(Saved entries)

PR #10, opened 2019-06-19
Clarify the API

baijum:
The resource details are looked up inside the CSV spec. For example, consider this CSV file:
https://github.com/operator-framework/community-operators/blob/0230c07c33ae36272151f918ad7c87d62ae13ee4/upstream-community-operators/etcd/etcdoperator.v0.9.4.clusterserviceversion.yaml#L232

Line no. 232 to 234 is what is used to identify the CSV.

### DIFF
--- a/pkg/apis/apps/v1alpha1/servicebindingrequest_types.go
+++ b/pkg/apis/apps/v1alpha1/servicebindingrequest_types.go
@@ -13,7 +13,6 @@ type ServiceBindingRequestSpec struct {
 	// Add custom validation using kubebuilder tags: https://book.kubebuilder.io/beyond_basics/generating_crd.html
 
 	// BackingSelector is used to identify the backing service operator.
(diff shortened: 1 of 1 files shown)


pkg/apis/apps/v1alpha1/servicebindingrequest_types.go
```diff
@@ -25,12 +24,12 @@ type ServiceBindingRequestSpec struct {
...
 	//	backingSelector:
 	//		resourceKind: Database
-	//		resourceName: my-db
+	//		resourceName: database.example.org
 	// Example 2:
 	//	backingSelector:
 	//		resourceKind: Database
-	//		resourceName: my-db
-	//		version: v0.1.2
+	//		resourceName: database.example.org
```
Avni-Sharma: I guess there should be one resourceKind here. Apart from that LGTM :)

PR #21, opened 2019-06-21
Remove unnecessary vendor directory and ignore it.

pmacik:
The `vendor` directory is generated and filled by the `make vendor` target so we don't really need to have it in the repository.

This PR:
* Removes the `vendor` directory, it made to be ignored by git.
* Update the `travis.yaml` to use make targets instead of direct commands to run tests.


baijum:
I can see most of the projects under openshift has the vendor directory:
https://github.com/openshift

pmacik:
> I can see most of the projects under openshift has the vendor directory:
> https://github.com/openshift

So, there is a pattern... OK, I'm dropping this PR

PR #35, opened 2019-06-26
Add Makefile target for CI

DhritiShikhar:
Adds makefile target for Ci


manifests/service-binding-operator/service-binding-operator.package.yaml
```diff
@@ -0,0 +1,4 @@
+packageName: service-binding-operator
+channels:
+- name: stable
+  currentCSV: service-binding-operator.v0.0.1
```
pratikjagrut: By adding new line at the end this symbol can be removed.

DhritiShikhar: but I dont want a new line

pratikjagrut: @baiju told me the same in my previous PR of Makefile.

▶ [Your assignment]: Copy the entries word for word.

▶ [Exercise output]:
PR #10, opened 2019-06-19
Clarify the API

baijum:
The resource details are looked up inside the CSV spec. For example, consider this CSV file:
https://github.com/operator-framework/community-operators/blob/0230c07c33ae36272151f918ad7c87d62ae13ee4/upstream-community-operators/etcd/etcdoperator.v0.9.4.clusterserviceversion.yaml#L232

Line no. 232 to 234 is what is used to identify the CSV.

### DIFF
--- a/pkg/apis/apps/v1alpha1/servicebindingrequest_types.go
+++ b/pkg/apis/apps/v1alpha1/servicebindingrequest_types.go
@@ -13,7 +13,6 @@ type ServiceBindingRequestSpec struct {
 	// Add custom validation using kubebuilder tags: https://book.kubebuilder.io/beyond_basics/generating_crd.html
 
 	// BackingSelector is used to identify the backing service operator.
(diff shortened: 1 of 1 files shown)


pkg/apis/apps/v1alpha1/servicebindingrequest_types.go
```diff
@@ -25,12 +24,12 @@ type ServiceBindingRequestSpec struct {
...
 	//	backingSelector:
 	//		resourceKind: Database
-	//		resourceName: my-db
+	//		resourceName: database.example.org
 	// Example 2:
 	//	backingSelector:
 	//		resourceKind: Database
-	//		resourceName: my-db
-	//		version: v0.1.2
+	//		resourceName: database.example.org
```
Avni-Sharma: I guess there should be one resourceKind here. Apart from that LGTM :)

PR #21, opened 2019-06-21
Remove unnecessary vendor directory and ignore it.

pmacik:
The `vendor` directory is generated and filled by the `make vendor` target so we don't really need to have it in the repository.

This PR:
* Removes the `vendor` directory, it made to be ignored by git.
* Update the `travis.yaml` to use make targets instead of direct commands to run tests.


baijum:
I can see most of the projects under openshift has the vendor directory:
https://github.com/openshift

pmacik:
> I can see most of the projects under openshift has the vendor directory:
> https://github.com/openshift

So, there is a pattern... OK, I'm dropping this PR

PR #35, opened 2019-06-26
Add Makefile target for CI

DhritiShikhar:
Adds makefile target for Ci


manifests/service-binding-operator/service-binding-operator.package.yaml
```diff
@@ -0,0 +1,4 @@
+packageName: service-binding-operator
+channels:
+- name: stable
+  currentCSV: service-binding-operator.v0.0.1
```
pratikjagrut: By adding new line at the end this symbol can be removed.

DhritiShikhar: but I dont want a new line

pratikjagrut: @baiju told me the same in my previous PR of Makefile.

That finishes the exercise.